Of course, I want any Catholic to be able to see the leader of their church, they should be able to celebrate it. But the State should not be paying for it, not after all the abuse so many of us had to suffer through at the heart of the church. A hashtag won’t fix that.

And yet here we are, facing a complete shutdown of our capital city, forking out €32 million in the midst of the worst housing crisis in living memory, pushing homeless people out of the streets to welcome a man who represents everything we’ve been trying to escape for the last 40 years.

Source: Niall Carson

I could ignore this, lock myself in my apartment and pretend that this isn’t happening but it’s impossible, the hypocrisy is too much. Those same grandparents who would dearly love to go see the Pope cannot as they’re in their late eighties and as such wouldn’t be able for the long walking distances and waiting times required to get into the Phoenix Park.
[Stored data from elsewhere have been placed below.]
PR #2684, opened 2023-11-13
Increase case id range

seallard:
## Description
Apparently we are running out of unique id:s for our cases. This PR increases the range of possible case ids by increasing the char length for them.

### Fixed
- Increase number of possible case id:s


cg/store/api/add.py
```diff
@@ -204,14 +204,7 @@ def add_case(
...
 
-        # generate a unique case id
-        while True:
-            internal_id = petname.Generate(2, separator="")
-            if self.get_case_by_internal_id(internal_id) is None:
-                break
-            else:
-                LOG.debug(f"{internal_id} already used - trying another id")
-
+        internal_id: str = self.generate_unique_petname()
```
islean, line 207: I think this function is used for samples currently and introduces the possibility that cases share internal ids with other cases. This would probably mean a crash at a later stage due to integrity errors when adding to the DB.

I think we should have a different method for generating petnames for samples and cases (either we change some parameter or use some separator, e.g. underscores or use some other way to assign petnames to samples). If we use this method, we should have a check for clashing ids with other cases though.

islean (commented):
Nice initiative but I think this has a risk of introducing some very rare bugs which might be hard to sniff out.

cg/store/api/add.py
seallard: Ah, yeah - I missed that the function makes the check against tha sample table 👍

cg/store/api/add.py
```diff
@@ -34,10 +34,16 @@
 class AddHandler(BaseHandler):
     """Methods related to adding new data to the store."""
 
-    def generate_unique_petname(self) -> str:
+    def generate_readable_sample_id(self) -> str:
         while True:
```
ChrOertlin, line 38: Can we have a docstring here, for user comprehension, that this is not part of the typical flow to give sample ids petnames. I was extremely confused by this just now

cg/store/api/add.py
```diff
@@ -34,10 +34,16 @@
...
             random_id = petname.Generate(3, separator="")
```
henrikstranneheim, line 39:
```suggestion
            random_id: str = petname.Generate(3, separator="")
```

cg/store/api/add.py
```diff
@@ -34,10 +34,16 @@
...
-            if not self.get_sample_by_internal_id(internal_id=random_id):
+            if not self.get_sample_by_internal_id(random_id):
+                return random_id
+
+    def generate_readable_case_id(self) -> str:
+        while True:
+            random_id = petname.Generate(2, separator="", letters=10)
```
henrikstranneheim, line 45:
```suggestion
            random_id: str = petname.Generate(2, separator="", letters=10)
```

cg/store/api/add.py
seallard: I don't have any insight as to what the normal flow is, me touching this function is pretty accidental. I'm guessing sample id:s are usually created in lims? Do you have a suggestion for a dcostring?

ChrOertlin: I think the tricky part here is that it would set a petname for the sample internal id, which we apparently sometimes do in development. 

```suggestion
    def generate_readable_sample_id(self) -> str:
    """Generates a petname as sample internal id for develepment purposes. Not used in normal production flow."""
        while True:
```

Something along these lines so in future this wont make it into the flow in some way.

seallard:
I guess this is not important

cg/store/api/add.py
```diff
@@ -34,10 +34,16 @@
...
-    def generate_unique_petname(self) -> str:
+    def generate_readable_sample_id(self) -> str:
         while True:
-            random_id = petname.Generate(3, separator="")
-            if not self.get_sample_by_internal_id(internal_id=random_id):
+            random_id: str = petname.Generate(3, separator="")
+            if not self.get_sample_by_internal_id(random_id):
+                return random_id
+
+    def generate_readable_case_id(self) -> str:
```
Vince-janv, line 43: Nice to extract this into it's own function

Vince-janv (approved):
Looks good 👍 Do we have any length restrictions in the database, that we need to update?

PR #2705, opened 2023-11-23
Skip lims data retrieval if downsampled for rnafusion report

fevac:
## Description

- Skip lims data retrieval if sample is down sampled for rnafusion report generation

### Changed

- Skip lims sample metadata collection for report generation if down sampled

### How to prepare for test

- [ ] Use stage: `us`
    ```shell
    bash /home/proj/production/servers/resources/hasta.scilifelab.se/update-tool-stage.sh -e S_cg -t cg -b skip_lims_for_report -a
    ```

### How to test

- [x] cg generate delivery-report --force DOWNSAMPLED_CASE_ID

### Expected test outcome

- [x] Check that delivery report has generated correctly with NA values for rin and input amount

## Review

- [ ] Tests executed by

## Implementation Plan

- [ ] Document in ...
- [ ] Inform to ...


cg/meta/report/rnafusion.py
```diff
@@ -38,11 +38,20 @@ def get_sample_metadata(
...
         """Return sample metadata to include in the report."""
         sample_metrics: RnafusionQCMetrics = analysis_metadata.sample_metrics[sample.internal_id]
+
+        # Skip LIMS data collection if down sampled
+        if sample.downsampled_to:
+            input_amount = None
+            rin = None
+        else:
+            input_amount = self.lims_api.get_latest_rna_input_amount(sample_id=sample.internal_id)
+            rin = self.lims_api.get_sample_rin(sample_id=sample.internal_id)
```
ChrOertlin, line 48:
```suggestion
        
            input_amount = None
            rin = None
        if not sample.downsampled_to:
            input_amount = self.lims_api.get_latest_rna_input_amount(sample_id=sample.internal_id)
            rin = self.lims_api.get_sample_rin(sample_id=sample.internal_id)
```

ChrOertlin (approved):
👍

diitaz93 (approved):
Neat 💯

ivadym (commented):
I think this will still fail, we also have to bypass `get_lims_sample` that's used by `get_data_analysis_type` and `get_samples_data`.

I would say that the proper way of doing this would be allowing `get_lims_sample` return None when there is an HTTPError, and then change the logic downstream to be able to handle None values. In this way you would also fix it for the rest of the pipelines.

fevac:
> I would say that the proper way of doing this would be allowing `get_lims_sample` return None when there is an HTTPError, and then change the logic downstream to be able to handle None values. In this way you would also fix it for the rest of the pipelines.

I see where you're going and I partially agree. I think it's useful to have a more general way, however I would not rely on the HTTPError, as there could be errors in other ways and then we might risk bypassing the collection of lims information by mistake. I would be specific about it. So I would say the best would be to modify the methods you say, but instead of checking the HTTPError,  either:
1. adding a lims_api method that returns true or false if sample exists in lims and if false then return None
2. only returning none if sample is downsampled or external

What you think @ivadym ?

ivadym:
> > I would say that the proper way of doing this would be allowing `get_lims_sample` return None when there is an HTTPError, and then change the logic downstream to be able to handle None values. In this way you would also fix it for the rest of the pipelines.
> 
> I see where you're going and I partially agree. I think it's useful to have a more general way, however I would not rely on the HTTPError, as there could be errors in other ways and then we might risk bypassing the collection of lims information by mistake. I would be specific about it. So I would say the best would be to modify the methods you say, but instead of checking the HTTPError, either:
> 
> 1. adding a lims_api method that returns true or false if sample exists in lims and if false then return None
> 2. only returning none if sample is downsampled or external
> 
> What you think @ivadym ?

The HTTPError is what we get when there is no data in LIMS, so the first point is what I'm actually suggesting. And we have already that method (`get_lims_sample` which calls `lims_sample.sample`). Doesn't matter so much where you catch the HTTPError I would say.

ivadym:
We can also implement this in another PR and go for this partial solution for now :)

ivadym:
I don't think it matters, the upload will still fail as we have an independent logic to check for missing fields in the delivery report. And we should keep relying on that, allowing None values and failing when they are required.

fevac:
I do think it matters because then we need to rely on additional logic that is not needed if we are specific here. I think there is an important distinction between "there are not samples in lims" and "we could not retrieve samples from lims". And it can be misleading in the future and could potentially lead to errors. 

Anyways, since this partial works for rnafusion. I will merge and we can revisit a more general solution in the future

fevac:
- Deployed in stage
image

- Deployed prod:
image

Issue #2722, opened 2023-11-30
Remove required -r option from cg workflow balsamic


fevac:
## Description

Currently balsamic runs as dry-run by default, unless added `-r` flag. This is contrary to all other workflows and confusing. It would be nice to homogenise. 

If changes are made they need to be reflected in the automation and atlas documentation. 

## Suggested solution

*Write here if there is a suggested way to solve the issue*

## This can be closed when

*Describe what needs to be done for this issue to be closed*

## Blocked by

*If there are any blocking issues/prs/things in this or other repos. Please link to them.*

seallard:
No mention of the `-r` or `--run-analysis` in the servers repo. It seems like automation runs `start-available` which in turn calls `start` which no longer takes the `--run-analysis` option.

seallard:
I'll leave removing the flag from the balsamic code base to someone more familiar with it.

PR #2723, opened 2023-11-30
Remove balsamic r flag

seallard:
## Description
This PR replaces the `-r --run-analysis` with the dry run flag. Closes https://github.com/Clinical-Genomics/cg/issues/2722.

The `-r` flag ensured that slurm jobs only were run for balsamic with the `--run-analysis` option if it was provided to the cli initiating the balsamic run. It seems like this is no longer desired, the dry run flag now replaces this behavior. So the `--run-analysis` will not be used for the balsamic run if dry run is provided.

### Fixed
- Replace the `-r` flag with just the dry run flag for balsamic


fevac (commented):
❤️  yes, this looks like what we want to me. Note that merging this has to be sync with cron/systemd

cg/cli/workflow/balsamic/base.py
```diff
@@ -213,7 +207,6 @@ def start(
         run,
         case_id=case_id,
         slurm_quality_of_service=slurm_quality_of_service,
-        run_analysis=run_analysis,
```
ivadym, line 216: Since we'll start using --dry-run instead of --r, I would remove it from the config_case invocation above to have the same behaviour (we want the config to be created but don't run the analysis).

ivadym (commented):
Nice ⚡ 💯  Left you a tiny comment so we have the same expected behaviour with the dry-run as before

ivadym (approved):
Tests look fine in Stage 🥳 👍 

We need to update automation and atlas documentation. I will do the latter in this PR: https://github.com/Clinical-Genomics/atlas/pull/2167

seallard:
> Tests look fine in Stage 🥳 👍
> 
> We need to update automation and atlas documentation. I will do the latter in this PR: [Clinical-Genomics/atlas#2167](https://github.com/Clinical-Genomics/atlas/pull/2167)

I check the servers repo and from what I can see we only use the `start available` cli command to queue balsamic jobs (which does not use the --run-analysis flag). So I do not think any update is necessary. Unless I've missed something @ivadym

ivadym:
Yes, you're right we had the `run_analysis` flag set to `True` in start available, so the logic was in CG 👍

Issue #2676, opened 2023-11-09
External samples have no reads on the sample Model and are therefore not delivered properly


Vince-janv:
## Description

When uploading files to caesar the samples are checked to see if their read count is ok before delivering. External samples have 0 reads and are therefore skipped.

Excerpt from log:

```shell
Linked 13 files for case modellouse
Sample ACC13213A1 did not receive enough reads and will not be delivered
Sample ACC13213A2 did not receive enough reads and will not be delivered
Sample ACC13213A3 did not receive enough reads and will not be delivered
```

## Suggested solution

Set the accepted reads for external apptags to 0

## This can be closed when

When external samples can be delivered

PR #2727, opened 2023-12-01
Enable delivery of external samples

seallard:
## Description
This PR enables external samples to be delivered. Closes https://github.com/Clinical-Genomics/cg/issues/2676.

The `_is_external` field on the sample model was marked as deprecated (why has it not been removed?). The property on the sample model also states

```python
    @property
    @deprecated(
        version="1.4.0",
        message="This field is deprecated, use sample.application_version.application.is_external",
    )
    def is_external(self):
        """Return if this is an externally sequenced sample."""
        return self._is_external
```
So we should remove this... Will do it in a separate PR. There are no references to the field in cg.

### Changed
- Enable delivery of external samples

### How to test
- [ ] Do deliver external sample without reads

### Expected test outcome
- [ ] Files are uploaded


henrikstranneheim (approved):
👍

Vince-janv (approved):
Nice, fix! I thought it would be harder 😅

seallard:
> Regarding the deprecated field I think we can remove it but we would have to go through the database to make sure every sample marked as external has a correct application tag

Created an issue for it https://github.com/Clinical-Genomics/cg/issues/2738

While I cannot understand their faith in this institution, I still want them to be able to express it. Hosting an event like that in the Phoenix Park with no seating when they know the age demographic of who is likely to attend is farcical. It just adds to the idea that this a publicity stunt by the Vatican pretending like everything is fine when in reality the Catholic Church is in tatters in Ireland. As it should be.

This visit will harm more than it heals. Between the survivors who will be re-traumatised and those who could have availed of that €32 million we have yet again failed our citizens who need us the most.

If you can make it, Stand4Truth will be holding a peaceful protest at the Garden of Remembrance, on Sunday from 3pm to remind the Pope that even if he chooses to forget what his institution has done Ireland, we won’t.